Abstract: The valuation of weather derivatives is greatly dependent on accurate modeling and forecasting of the underlying temperature indices. The complexity and uncertainty in such modeling has led to several temperature processes being developed for the Monte Carlo simulation of daily average temperatures. In this report, we aim to compare the results of two recently developed models by Gyamerah et al. (2018) and Evarest, Berntsson, Singull, and Yang (2018). The paper gives a thorough introduction to option theory, Lévy and Wiener processes, and generalized hyperbolic distributions frequently used in temperature modeling. Implementations of maximum likelihood estimation and the expectation-maximization algorithm with Kim's smoothed transition probabilities are used to fit the Lévy process distributions and both models' parameters, respectively.
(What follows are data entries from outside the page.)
PR #680, opened 2019-05-31
Add 'tables' column to repair_run table

michaelsembwever:
This allows the automatic blacklisting of TWCS to be calculated just once when the repair run is created.
Previously the TWCS blacklisting was done when reading/displaying repair runs,
  and if jmx latency was high it took minutes to display UI pages listing repair runs.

Later, the use of both models is considered for the pricing of European HDD and CDD options by Monte Carlo simulation. The evaluation shows a tendency toward the shifted temperature regime over the base regime, in contrast to the two articles, when evaluated for three data sets. Simulation is successfully demonstrated for the model of Evarest, however Gyamerah's model was unable to be replicated. This is concluded to be due to the two articles containing several incorrect derivations, why the thesis is left unanswered and the articles' conclusions are questioned. We end by proposing further validation of the two models and summarize the alterations required for a correct implementation.